As far as the magic routines go, Sleights & Insights begins with the chapter “Broken and Restored.” Two routines are covered, a flashy and dramatic torn-and-restored paper streamer effect (which will play effectively in a large room) and a torn-and-restored string routine cloaked with an ingenious (and for me brand new) presentation. This is a great, practical, commercial routine.
The chapter “Coins Behaving Badly” contains two routines. The first is a multi-phase routine involving a purse frame, a copper coin, and a silver coin. The coins are magically produced from the frame. The coins change places, jump from hand to hand, penetrate the performer’s pocket, and finally vanish when placed back into the purse frame. Between the Electrons is John’s handling for a classic effect in which a marked coin wrapped in a piece of paper vanishes, penetrating through a plate into a clear glass. This is a wonderful routine that can be done impromptu by simply gathering a few necessary supplies.
“Seeing Familiar Things in New Ways” covers John’s handling of the Silent Mora Balls in the Net and (surprisingly) John’s various handlings for the Vanishing Birdcage. John enjoys experimenting with prop magic, but he approaches it differently – as a sleight-of-hand performer. John has developed a variety of handlings for this venerable prop, many of which do not involve the use of a pull.
“Visual Card Magic” contains just that – three eye-popping card routines. The first, Four Gone, is a stand-up routine inspired by the work of Ross Bertram and Cliff Green. Four Aces are magically produced; they vanish one at a time, and then magically reappear in the magician’s pockets. Back Home is a lovely handling of Fred Kaps’s Homing Card, and Visual Assemblage is John’s take on the Jennings Open Travelers plot. Regarding this last trick, I have spent a lot of time thinking about this effect. John has come up with some really clever ideas that were absolutely new to me.
“Considering Misdirection” features John’s handling of John Ramsay’s Coins in the Hat. John has added a great ending to this routine, which gives it the final punch it needs. In “Graceful Ghosts,” John explores three classic routines: the Magnetized Wand, Great Leon’s Haunted Doll House, and the Rising Wand in a Bottle. “Exploring a Classic” gives you all the work on John’s routine for the Cups and Balls using coffee cups. There is a wealth of valuable information here. In “Plucked from Obscurity,” John discusses a variety of routines that involve plucking objects from the air. Don’t overlook John’s routine for catching a signed, balled-up bill with a pair of chopsticks. I first saw this when John worked a comedy club in Indianapolis thirty-five years ago. It’s a great trick.
In the final section, “Between the Lines,” John offers ten useful study habits, including an explanation of three different types of practice methods.

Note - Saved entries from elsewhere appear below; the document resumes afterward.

PR #1759, opened 2023-02-10
Add ruby 3.2 to CI

stoivo:
Something fails on when I use ruby 3.2 in production. I think this should work but it is allways good to test have it in ci too.

### DIFF
--- a/test/tests/rails7.rb
+++ b/test/tests/rails7.rb
@@ -5,7 +5,10 @@ class Rails7Tests < Minitest::Test
   include BrakemanTester::CheckExpected
 
   def report
-    @@report ||= BrakemanTester.run_scan "rails7", "Rails 7", :run_all_checks => true
+    @@report ||=
+      Date.stub :today, Date.parse('2023-02-10') do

So here’s the bottom line. In Sleights & Insights, John Carney has provided us with everything you want in a magic book: commercial, real-world routines for close-up and stand-up performances, worked out to the nth degree; discussions of the decision-making process, so you can understand the problem-solving behind the trick; and explanations of how magic theory principles were applied in specific situations. This is the type of book you will return to as you progress and grow in magic; each time you revisit it you’ll discover something valuable you missed the first time.
Just like Carneycopia, The Book of Secrets, and Magic by Design, Sleights & Insights gets my highest recommendation.